To work this out, I went looking for someone who came from a background similar to mine, and found the Rev. Seth Enriquez who works, appropriately enough, at the Church of St. George in the Pines, Banff, Alta., as well as at St. Michael’s in nearby Canmore.
Enriquez says he believes in saints enough to refer to St. Augustine and St. Thomas Aquinas using the title, but that they typically haven’t been a part of his worship life. He says he’s not convinced departed saints can somehow hear prayers the way God does. “I don’t have any scriptural evidence that when someone dies, they are in this other realm where they can hear our prayers … [though] I can imagine Jesus in heaven being like ‘Augustine, they’re praying to you again, but I heard it. Don’t worry about it brother, I got it.’”
But he surprises me by following that up with some nuance.
“I have to admit I am trapped in a modern secular frame that doesn’t admit of wonder easily … I would find saints uncomfortable,” he says. “Is it a far stretch that—in some way that I find uncomfortable in my modern mind—[those first Christians] had an insight about the saints? I have to admit it’s possible.”
While, he says, that doesn’t mean he’s about to start praying before an icon of Mary, it does give him a respect for those who do—and he’s not about to tell anyone to stop if it’s something that’s been blessing their lives.
He also addresses my doubts about whether the apocryphal nature of some saints’ lives should cast doubt on the rest. For example, he’s not sure he can literally believe the story that St. George, for whom his parish is named, actually slew a dragon. But even if the story is a way of describing some human tyrant who was terrorizing the region’s women, or some other fictionalized legend about a real person, it has something to tell Christians about living the Christian life, he says. Even when Christians ask for prayers from a saint whose actual life is the subject of historical doubt—St. Christopher, for example—Enriquez believes God hears the sincerity of their prayer, whether or not Christopher is there to pass it on.
He concludes that traditions like the veneration of saints shouldn’t be held to be as essential to Christianity as the gospels or the Epistles of Paul, which are non-negotiable. With my upbringing’s focus on the authority of Scripture to determine what is and isn’t true, I still found this concept challenging. So I asked each of my sources how people were supposed to trust that the canonized saints were reliable if some who made the list might not even have been real.

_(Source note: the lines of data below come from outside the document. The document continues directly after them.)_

PR #160, opened 2023-08-21
Port to symbolic addresses

zoep:
This PR adapts the hevm-Act equivalence checker to use symbolic addresses as the latest hevm. The port was mostly straightforward. Variable nodes in the typed AST were modified to carry their ABI type that was needed for the translation.


d-xo (approved):
lgtm!

PR #161, opened 2023-09-24
fix: crash on SPDX license identifiers

DennisDv24:
Currently, it looks like HEVM appends an "UNLICENSED" SPDX identifier to all contracts ([see](https://github.com/ethereum/hevm/blob/main/src/EVM/Solidity.hs#L667)). This makes the compilation process crash if you have your own identifiers in your contracts (`ParserError: Multiple SPDX license identifiers found in source file. Use \"AND\" or \"OR\" to combine multiple licenses. Please see https://spdx.org for more information.\n--> /tmp/nix-shell.075qFC/hevm62636-35.sol\n\n`) . I dont think this is the indended behaviour for Act, so I added a small regex to remove all SPDX identifiers before compiling anything.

Each one gave me a variation on the same answer: that while tradition is fallible—it’s not meant to carry the same authority as Scripture—Christians can put it to use by trusting in what must be true, grappling with what may be true and trusting God to set them straight if they stumble.
As Simonton puts it, a belief in saints might not be necessary to salvation, but that doesn’t mean the saints don’t add anything to the Christian life.
“Do you need it? Absolutely not … Do you need anything? No. You can eat sludge that’s been specially produced to give you all your protein. But why the hell would you want that? [Some Protestants say] ‘All I need is Jesus,’ and it’s like, okay, technically yes. But there’s all this other stuff and it’s all part of him as well.